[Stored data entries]

=== Begin Enclosure ===

PR #9551, opened 2022-01-22
Move vtorc back to normal runners

GuptaManan100:
## Description

The flakiness in the vtorc test suite is resolved now with no failing runs in the past 2 days. So this PR moves the vtorc test back to normal runners. Also, we document the bug fix that was run on the self-hosted runners to increase the Linux max concurrent I/O limit.

## Checklist


rohit-nayak-ps (approved):
lgtm

PR #9552, opened 2022-01-22
DO NOT MERGE - Semi sync durability policy final check

GuptaManan100:
## Checklist


GuptaManan100:
This PR was only created to check whether the end to end tests keep working even when we start using the durability policy information in `fixSemiSync`. We only expect the tests that run `Backup` RPC and the upgrade downgrade reparent test with old vtctl to fail.

PR #9554, opened 2022-01-24
non-unique vindex routing in update and delete query

harshit-gangal:
## Description

This PR adds supported for extracting routing information from update/delete query and using non-unique lookup vindex if available and having lowest cost among other options.

## Checklist


GuptaManan100 (approved):
Everything looks good to me! Is there a way to add an end to end test for this? I know it is hard since we won't know which vindex was used for routing, but we could do something like try deleting and check which all shards received that query

frouioui (approved):
Looks good to me

harshit-gangal:
> Everything looks good to me! Is there a way to add an end to end test for this? I know it is hard since we won't know which vindex was used for routing, but we could do something like try deleting and check which all shards received that query

already on it.

PR #9555, opened 2022-01-24
sqlparser: add a proper type for decimal literals

vmg:
## Description

For a long time, the tokenizer in our SQL Parser was playing fast and loose with decimal types in SQL queries: any number that had decimal numbers after a point was considered a "FLOAT". This does not match MySQL's behavior, which actually distinguishes between "DECIMAL" and "FLOAT" literals (a literal must contain an `e` followed by an exponent to be considered a "FLOAT", otherwise it is interpreted as an arbitrary precision decimal).

This PR fixes this behavior so it more closely matches MySQL's behavior and cleans up the `evalengine` so it no longer requires a workaround to tell between these two primitive literal types while evaluating expressions.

=== End Enclosure ===

[WHAT THIS TASK INVOLVES]
Return only the number of lines in the data above that hold the word "types".

[EXERCISE RESULT]
2